Step 2. Edit the config.yml file.

note: this pipeline is largely under- or undocumented, so changing these settings can have unexpected results

nano config.yml
  • workdir_top

    • This will be your output folder
    • Despite inline comment, this works best if it is not the absolute path
    # ABSOLUTE path to directory holding the working directory:
    workdir_top: "HEK_test"
  • genome_fasta

    # Input genome
    genome_fasta: "Homo_sapiens.GRCh38.dna.primary_assembly.fa"
  • existing_annotation

    • works best if it is a GFF not GTF
    existing_annotation: "Homo_sapiens.GRCh38.104.gff3"
  • reads_fastq

    • Path to folder or file <sample.fastq>
    • if this points to a file change ‘concatenate’ to ‘false’
    # cDNA or direct RNA reads in fastq format
    reads_fastq: "/scratch/cgsb/gresham/LABSHARE/Data/nanopore/HEK_CPA/Hek_CPA_pilot/FASTQ/pass"
  • concatenate

    • if directory was already combined
    # The path above is a directory, find and concatenate fastq files:
    concatenate: true
  • run_pychopper

    • NB This must be set to false
    • pychopper runs an HMM to identify adapters and cut them out, reads lacking adapters will be discarded
    • our sequences no longer have adapters leading to a massive loss of data
    # Process cDNA reads using pychopper, turn off for direct RNA:
    run_pychopper: false
  • plot_gffcmp_stats

    • Potentially usefull, set to False by default
    # Plot gffcompare results:
    plot_gffcmp_stats: true

Step 3 Edit sbatch

NB Syntax Error - At time of writing the syntax used in this pipeline was incompatible with the syntax expected in the latest version of snakemake here.

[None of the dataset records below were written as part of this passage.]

PR #752, opened 2025-06-23
feat: add GCP Authentication Support

sukumargaonkar:
**Description**

- Implement GCP integration via OIDC token rotator.
  This PR add support for authenticating against GCP via external OIDC tokens. It uses google's Workload Identity Federation [1] to exchange an OIDC token for GCP's access token. It also support optional service account impersonation.
- Add `ProjectName` and `Region` field in BackendSecurityPolicyGCPCredentials

1: https://cloud.google.com/iam/docs/workload-identity-federation

Previous PR: https://github.com/envoyproxy/ai-gateway/pull/635
Related Issue: https://github.com/envoyproxy/ai-gateway/issues/609

### DIFF
--- a/internal/apischema/gcp/gcp.go
+++ b/internal/apischema/gcp/gcp.go
@@ -8,9 +8,27 @@ package gcp
 import "google.golang.org/genai"
 
 type GenerateContentRequest struct {
-	Contents          []genai.Content         `json:"contents"`
-	Tools             []genai.Tool            `json:"tools"`
-	ToolConfig        *genai.ToolConfig       `json:"tool_config,omitempty"`
-	GenerationConfig  *genai.GenerationConfig `json:"generation_config,omitempty"`
-	SystemInstruction *genai.Content          `json:"system_instruction,omitempty"`
+	// Contains the multipart content of a message.
+	//
+	// https://github.com/googleapis/go-genai/blob/6a8184fcaf8bf15f0c566616a7b356560309be9b/types.go#L858
+	Contents []genai.Content `json:"contents"`
+	// Tool details of a tool that the model may use to generate a response.
+	//
+	// https://github.com/googleapis/go-genai/blob/6a8184fcaf8bf15f0c566616a7b356560309be9b/types.go#L1406
+	Tools []genai.Tool `json:"tools"`
+	// Optional. Tool config.
+	// This config is shared for all tools provided in the request.
+	//
+	// https://github.com/googleapis/go-genai/blob/6a8184fcaf8bf15f0c566616a7b356560309be9b/types.go#L1466
+	ToolConfig *genai.ToolConfig `json:"tool_config,omitempty"`
+	// Optional. Generation config.
+	// You can find API default values and more details at https://cloud.google.com/vertex-ai/generative-ai/docs/model-reference/inference#generationconfig
+	// and https://cloud.google.com/vertex-ai/generative-ai/docs/multimodal/content-generation-parameters.
+	GenerationConfig *genai.GenerationConfig `json:"generation_config,omitempty"`
+	// Optional. Instructions for the model to steer it toward better performance.
+	// For example, "Answer as concisely as possible" or "Don't use technical
+	// terms in your response".
+	//
+	// https://github.com/googleapis/go-genai/blob/6a8184fcaf8bf15f0c566616a7b356560309be9b/types.go#L858
+	SystemInstruction *genai.Content `json:"system_instruction,omitempty"`
 }


filterapi/filterconfig.go
```diff
@@ -137,9 +137,18 @@ type VersionedAPISchema struct {
...
-	APISchemaAWSBedrock  APISchemaName = "AWSBedrock"
+	// APISchemaOpenAI represents the standard OpenAI API schema.
+	APISchemaOpenAI APISchemaName = "OpenAI"
+	// APISchemaAWSBedrock represents the AWS Bedrock API schema.
+	APISchemaAWSBedrock APISchemaName = "AWSBedrock"
+	// APISchemaAzureOpenAI represents the Azure OpenAI API schema.
 	APISchemaAzureOpenAI APISchemaName = "AzureOpenAI"
+	// APISchemaGCPGemini represents the Google Cloud Gemini API schema.
+	// Used for Gemini models hosted on Google Cloud Vertex AI.
+	APISchemaGCPGemini APISchemaName = "GCPGemini"
```
yuzisun: this should be GCPVertexAI as defined here https://github.com/envoyproxy/ai-gateway/blob/main/api/v1alpha1/api.go#L458

internal/extproc/chatcompletion_processor.go
```diff
@@ -180,6 +180,10 @@ func (c *chatCompletionProcessorUpstreamFilter) selectTranslator(out filterapi.V
 		c.translator = translator.NewChatCompletionOpenAIToAWSBedrockTranslator(c.modelNameOverride)
 	case filterapi.APISchemaAzureOpenAI:
 		c.translator = translator.NewChatCompletionOpenAIToAzureOpenAITranslator(out.Version, c.modelNameOverride)
+	case filterapi.APISchemaGCPGemini:
```
yuzisun: GCPGemini -> GCPVertexAI

internal/extproc/translator/openai_gcpgemini.go
yuzisun, line 1: rename the file to openai_gcpvertexai.go

internal/extproc/translator/openai_gcpgemini.go
```diff
@@ -0,0 +1,67 @@
...
+import (
+	"io"
+
+	extprocv3 "github.com/envoyproxy/go-control-plane/envoy/service/ext_proc/v3"
+	"google.golang.org/genai"
+
+	"github.com/envoyproxy/ai-gateway/internal/apischema/openai"
+)
+
+type GenerateContentRequest struct {
```
yuzisun: GCP type should be moved under apischema
https://github.com/envoyproxy/ai-gateway/tree/main/internal/apischema

sukumargaonkar:
The current CI failure is related to test-coverage in `internal/testing` package, which can be ignored for now
```
Package coverage threshold (81%) satisfied:	FAIL
  below threshold:				coverage:	threshold:
  internal/testing				74.5% (41/55)	81%
  ```

File: internal/controller/backend_security_policy.go [hunk 4]
```diff
@@ -207,6 +225,10 @@ func getBackendSecurityPolicyAuthOIDC(spec aigv1a1.BackendSecurityPolicySpec) *e
 			return &spec.AzureCredentials.OIDCExchangeToken.OIDC
 		}
 		return nil
+	case aigv1a1.BackendSecurityPolicyTypeGCPCredentials:
```
alexagriffith, line 230: what if it is nil? we dont return or log anything - is that what we want?

alexagriffith: do we want to validate this like we do earlier in this file on line 158?

internal/controller/gateway.go
```diff
@@ -366,6 +366,23 @@ func (c *GatewayController) bspToFilterAPIBackendAuth(ctx context.Context, names
 		return &filterapi.BackendAuth{
 			AzureAuth: &filterapi.AzureAuth{AccessToken: azureAccessToken},
 		}, nil
+	case aigv1a1.BackendSecurityPolicyTypeGCPCredentials:
+		gcpCreds := backendSecurityPolicy.Spec.GCPCredentials
+		if gcpCreds == nil {
```
alexagriffith, line 372: could u reuse validateGCPCredentialsParams here? or if its already called would this be needed?

internal/extproc/translator/gemini_helper.go
```diff
@@ -0,0 +1,62 @@
+// Copyright Envoy AI Gateway Authors
```
alexagriffith, line 1: it would be easier to review if the auth was one PR and the gemini code was another. 
if this would make things difficult though I am ok with it being in one. its just a lot at once.

internal/extproc/translator/gemini_helper.go
```diff
@@ -0,0 +1,62 @@
...
+			},
+		},
+	}
+
+	// If the request body is not empty, we set the content-length header and create a body mutation
+	if len(reqBody) != 0 {
+		// Set the "content-length" header
+		headerMutation.SetHeaders = append(headerMutation.SetHeaders, &corev3.HeaderValueOption{
+			Header: &corev3.HeaderValue{
+				Key:      "content-length",
```
alexagriffith: can we make content-length a constant or use one if it already exists? I use it a few times for anthropic code also

internal/extproc/translator/openai_gcpanthropic_test.go
```diff
@@ -0,0 +1,279 @@
+// Copyright Envoy AI Gateway Authors
```
alexagriffith, line 1: remove this? anthropic tests. updated ones are on my branch

internal/extproc/translator/gemini_helper.go
alexagriffith: i see gemini request/response code is empty - maybe you meant to leave this file out?

internal/extproc/translator/openai_gcpanthropic_test.go
sukumargaonkar: need them in this PR to satisfy test-coverage requirements
feel free to replace them with actual tests when you add implementation

internal/controller/backend_security_policy.go
sukumargaonkar:
```
if spec.GCPCredentials != nil {
	return &spec.GCPCredentials.WorkLoadIdentityFederationConfig.WorkloadIdentityProvider.OIDCProvider.OIDC
}
```

you mean what if gcp credential is nil?
This function would just return nil
the caller will be expected to handle nil since this func returns a pointer

internal/controller/gateway.go
sukumargaonkar: we don't need to validate params inside GCPCredentials here as the struct is directly coming from a CR. The CEL validations on the CR itself would have ensured the gcpCreds are valid. cel-validation are defined here (https://github.com/envoyproxy/ai-gateway/blob/58a01871ba07fd61001c314616251197edf720f5/api/v1alpha1/api.go#L625-L640)

internal/extproc/translator/gemini_helper.go
sukumargaonkar: makes sense,
This PR only has auth related code. It has place holder functions for gemini req/response conversion but not the actual transformation. will make follow up PR for them

https://github.com/envoyproxy/ai-gateway/pull/752/files/920fb332d8b6fd177c22eff169e172edd7a7ef58#diff-74714447912b5ab289f502eef7696896ee87b843e39b0b228c34c8fb6639a34eR30-R42

internal/apischema/gcp/gcp.go
```diff
@@ -0,0 +1,16 @@
+// Copyright Envoy AI Gateway Authors
+// SPDX-License-Identifier: Apache-2.0
+// The full text of the Apache license is available in the LICENSE file at
+// the root of the repo.
+
+package gcp
+
+import "google.golang.org/genai"
+
+type GenerateContentRequest struct {
```
yuzisun, line 10: A you help add the reference links where these types are from and comments to the types.

internal/controller/backend_security_policy.go
```diff
@@ -154,6 +154,24 @@ func (c *BackendSecurityPolicyController) rotateCredential(ctx context.Context,
 		if err != nil {
 			return ctrl.Result{}, err
 		}
+	case aigv1a1.BackendSecurityPolicyTypeGCPCredentials:
+		if err = validateGCPCredentialsParams(bsp.Spec.GCPCredentials); err != nil {
+			return ctrl.Result{}, fmt.Errorf("invalid GCP credentials configuration: %w", err)
+		}
+
+		oidc := getBackendSecurityPolicyAuthOIDC(bsp.Spec)
```
aabchoo, line 164: Make a comment re: oidc being the only auth for GCP? Otherwise you have to validate this auth method is oidc

internal/controller/backend_security_policy.go
```diff
@@ -154,6 +154,24 @@ func (c *BackendSecurityPolicyController) rotateCredential(ctx context.Context,
...
+
+		// Create the OIDC token provider that will be used to get tokens from the OIDC provider
```
aabchoo:
```suggestion
		// Create the OIDC token provider that will be used to get tokens from the OIDC provider.
```

internal/controller/rotators/gcp_oidc_token_rotator.go
```diff
@@ -0,0 +1,331 @@
...
+) (*tokenprovider.TokenExpiry, error)
+
+// gcpOIDCTokenRotator implements Rotator interface for GCP access token exchange.
+// It handles the complete authentication flow for GCP Workload Identity Federation:
+// 1. Obtaining an OIDC token from the configured provider
+// 2. Exchanging the OIDC token for a GCP STS token
+// 3. Using the STS token to impersonate a GCP service account
+// 4. Storing the resulting access token in a Kubernetes secret
+type gcpOIDCTokenRotator struct {
+	client client.Client // Kubernetes client for interacting with the cluster
```
aabchoo:
```suggestion
	client client.Client // Kubernetes client for interacting with the cluster.
```

aabchoo: similar with below for consistency

internal/controller/rotators/gcp_oidc_token_rotator.go
```diff
@@ -0,0 +1,331 @@
...
+
+	saTokenFunc  serviceAccountTokenGenerator
+	stsTokenFunc stsTokenGenerator
+}
+
+// NewGCPOIDCTokenRotator creates a new gcpOIDCTokenRotator with the given parameters.
+func NewGCPOIDCTokenRotator(
+	client client.Client,
+	logger logr.Logger,
+	bsp aigv1a1.BackendSecurityPolicy,
```
aabchoo, line 94: Why not pass the gcp credentials directly instead of bsp?

internal/controller/rotators/gcp_oidc_token_rotator.go
```diff
@@ -0,0 +1,331 @@
...
+		oidcProvider:                   tokenProvider,
+		saTokenFunc:                    impersonateServiceAccount,
+		stsTokenFunc:                   exchangeJWTForSTSToken,
+	}, nil
+}
+
+// IsExpired implements [Rotator.IsExpired].
+// IsExpired checks if the preRotation time is before the current time.
+func (r *gcpOIDCTokenRotator) IsExpired(preRotationExpirationTime time.Time) bool {
+	// Use the common IsBufferedTimeExpired helper to determine if the token has expired
```
aabchoo, line 120:
```suggestion
	// Use the common IsBufferedTimeExpired helper to determine if the token has expired.
```

Similar with the below

internal/controller/rotators/gcp_oidc_token_rotator.go
```diff
@@ -0,0 +1,331 @@
...
+	tokenProvider tokenprovider.TokenProvider,
+) (Rotator, error) {
+	logger = logger.WithName("gcp-token-rotator")
+
+	if bsp.Spec.GCPCredentials == nil {
+		return nil, fmt.Errorf("GCP credentials are not configured in BackendSecurityPolicy %s/%s", bsp.Namespace, bsp.Name)
+	}
+
+	return &gcpOIDCTokenRotator{
+		client:                         client,
```
aabchoo, line 105: Does this client have access to a proxy if need be similar to how we have one for azure and bedrock?

internal/extproc/backendauth/gcp.go
```diff
@@ -0,0 +1,85 @@
...
+	"fmt"
+
+	corev3 "github.com/envoyproxy/go-control-plane/envoy/config/core/v3"
+	extprocv3 "github.com/envoyproxy/go-control-plane/envoy/service/ext_proc/v3"
+
+	"github.com/envoyproxy/ai-gateway/filterapi"
+)
+
+type gcpHandler struct {
+	gcpAccessToken string // The GCP access token used for authentication
```
aabchoo:
```suggestion
	gcpAccessToken string // The GCP access token used for authentication.
```

Same with below

internal/extproc/backendauth/gcp.go
```diff
@@ -0,0 +1,85 @@
...
+	region         string // The GCP region to use for requests
+	projectName    string // The GCP project to use for requests
+}
+
+func newGCPHandler(gcpAuth *filterapi.GCPAuth) (Handler, error) {
+	if gcpAuth == nil {
+		return nil, fmt.Errorf("GCP auth configuration cannot be nil")
+	}
+
+	return &gcpHandler{
```
aabchoo, line 33: thoughts on checking empty string?

internal/extproc/translator/gemini_helper.go
```diff
@@ -0,0 +1,63 @@
...
+
+	"github.com/envoyproxy/go-control-plane/envoy/config/core/v3"
+	"github.com/envoyproxy/go-control-plane/envoy/service/ext_proc/v3"
+)
+
+const (
+	GCPModelPublisherGoogle    = "google"
+	GCPModelPublisherAnthropic = "anthropic"
+	GCPMethodGenerateContent   = "generateContent"
+	HTTPHeaderKeyContentLength = "content-length"
```
aabchoo: Just confirming, this is upstream format? Weird seeing camel case style and also dash style

internal/controller/rotators/gcp_oidc_token_rotator.go
sukumargaonkar: we need to access bsp.Name and bsp.Namespace
rather than passing them as individual params, made the entire bsp accessible inside the function

internal/extproc/translator/gemini_helper.go
sukumargaonkar: following this
https://developer.mozilla.org/en-US/docs/Web/HTTP/Reference/Headers/Content-Length

internal/extproc/translator/openai_gcpanthropic_test.go
alexagriffith: ah ok

internal/extproc/translator/gemini_helper.go
alexagriffith: my bad

internal/controller/rotators/gcp_oidc_token_rotator.go
sukumargaonkar: added proxy support

internal/extproc/backendauth/gcp.go
sukumargaonkar: added

yuzisun (approved):

internal/extproc/translator/gemini_helper.go
```diff
@@ -0,0 +1,63 @@
...
+
+	"github.com/envoyproxy/go-control-plane/envoy/config/core/v3"
+	"github.com/envoyproxy/go-control-plane/envoy/service/ext_proc/v3"
+)
+
+const (
+	GCPModelPublisherGoogle    = "google"
+	GCPModelPublisherAnthropic = "anthropic"
+	GCPMethodGenerateContent   = "generateContent"
+	HTTPHeaderKeyContentLength = "Content-Length"
```
mathetake, line 20: can you unexport them

internal/controller/backend_security_policy.go
```diff
@@ -238,3 +262,28 @@ func (c *BackendSecurityPolicyController) updateBackendSecurityPolicyStatus(ctx
 		c.logger.Error(err, "failed to update BackendSecurityPolicy status")
 	}
 }
+
+func validateGCPCredentialsParams(gcpCreds *aigv1a1.BackendSecurityPolicyGCPCredentials) error {
```
mathetake, line 266: shouldn't all of this condition be part of k8s CEL validation? (If so, it's redundant)

internal/controller/rotators/gcp_oidc_token_rotator.go
```diff
@@ -0,0 +1,370 @@
...
+	tokenTypeAccessToken = "urn:ietf:params:oauth:token-type:access_token" //nolint:gosec
+	// tokenTypeJWT indicates the subject token type is a JWT.
+	tokenTypeJWT = "urn:ietf:params:oauth:token-type:jwt" //nolint:gosec
+	// stsTokenScope is the OAuth scope for GCP cloud platform operations.
+	stsTokenScope = "https://www.googleapis.com/auth/cloud-platform" //nolint:gosec
+)
+
+// serviceAccountTokenGenerator defines a function type for generating a GCP service account access token
+// using an STS token and impersonation configuration.
+type serviceAccountTokenGenerator func(
```
mathetake, line 50: this needs a gcp prefix in the struct name

internal/controller/rotators/gcp_oidc_token_rotator.go
```diff
@@ -0,0 +1,370 @@
...
+	// grantTypeTokenExchange is the OAuth 2.0 grant type for token exchange.
+	grantTypeTokenExchange = "urn:ietf:params:oauth:grant-type:token-exchange" //nolint:gosec
+	// gcpIAMScope is the OAuth scope for IAM operations in GCP.
+	gcpIAMScope = "https://www.googleapis.com/auth/iam" //nolint:gosec
+	// tokenTypeAccessToken indicates the requested token type is an access token.
+	tokenTypeAccessToken = "urn:ietf:params:oauth:token-type:access_token" //nolint:gosec
+	// tokenTypeJWT indicates the subject token type is a JWT.
+	tokenTypeJWT = "urn:ietf:params:oauth:token-type:jwt" //nolint:gosec
+	// stsTokenScope is the OAuth scope for GCP cloud platform operations.
+	stsTokenScope = "https://www.googleapis.com/auth/cloud-platform" //nolint:gosec
```
mathetake, line 45: `gcp` prefix is needed here as well

internal/controller/rotators/gcp_oidc_token_rotator.go
```diff
@@ -0,0 +1,370 @@
...
+type serviceAccountTokenGenerator func(
+	ctx context.Context,
+	stsToken string,
+	saConfig aigv1a1.GCPServiceAccountImpersonationConfig,
+	opts ...option.ClientOption,
+) (*tokenprovider.TokenExpiry, error)
+
+// stsTokenGenerator defines a function type for exchanging a JWT token for a GCP STS token
+// using Workload Identity Federation configuration.
+type stsTokenGenerator func(
```
mathetake, line 59: can you also add gcp prefix here

internal/extproc/backendauth/gcp.go
```diff
@@ -0,0 +1,89 @@
...
+
+	// Find and update the ":path" header by prepending the prefix.
+	for _, hdr := range headerMut.SetHeaders {
+		if hdr.Header != nil && hdr.Header.Key == ":path" {
+			pathHeaderFound = true
+			// Update the string value if present.
+			if len(hdr.Header.Value) > 0 {
+				suffixPath := hdr.Header.Value
+				hdr.Header.Value = fmt.Sprintf("%s/%s", prefixPath, suffixPath)
+			}
```
mathetake, line 62: i don't think you need this in practice. (Envoy's API naming is really bad here, but) we should stick to .RawValue for setting headers. (.Value is for formatter) https://www.envoyproxy.io/docs/envoy/latest/api-v3/config/core/v3/base.proto#config-core-v3-headervalue

yuzisun:
@sukumargaonkar can you take a look at @mathetake’s comments and address in the follow up PR?

mathetake:
@sukumargaonkar also could you add more unit test around here?
image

Here we are using a “safe” version - but this may break if ONT updates the pipeline syntax.

nano filename.sh

copy and paste:

#!/bin/bash
#
#SBATCH --verbose
#SBATCH --job-name=cDNA_isoform_calling
#SBATCH --output=isoform_%j.out
#SBATCH --error=isoform_%j.err
#SBATCH --time=24:00:00
#SBATCH --nodes=1
#SBATCH --mem=20GB
#SBATCH --mail-type=BEGIN,END,FAIL,TIME_LIMIT

#module load
module load snakemake/5.31.1

snakemake --use-conda -j 4 all

Then run using

sbatch <filename.sh>

NB - Restarting + If an error occurs in the pipeline, the previously completed steps will be retained and merely restarting the run will be sufficient to restart where the you had previously left off. To restart entirely either delete the output folder or change parameter in the config.yml file

Step 4 Evaluate results

  • cDNA Isoform identification and comparison to reference:

    • located in
    pipeline-nanopore-ref-isoforms/results/gffcompare/str_merged.annotated.gtf

    This file defines which “gene” each isoform is assigned to (eg. “gene_name”).

    This file also describes each transcript with a “class code” such as “=” or “y”. The exact nature of these is described on the gffcompare page here

    NB - Unstranded data and isoform classes Because this is unstranded cDNA information the stranded isoform classes ‘s’ and ‘x’ should not be considered as “novel”.

  • cDNA Isoform coverage data:

    • located in
    pipeline-nanopore-ref-isoforms/results/gffcompare/str_merged.gff

    This file contains read depth information for each transcript, Total coverage (“cov”), FPKM, and TPM.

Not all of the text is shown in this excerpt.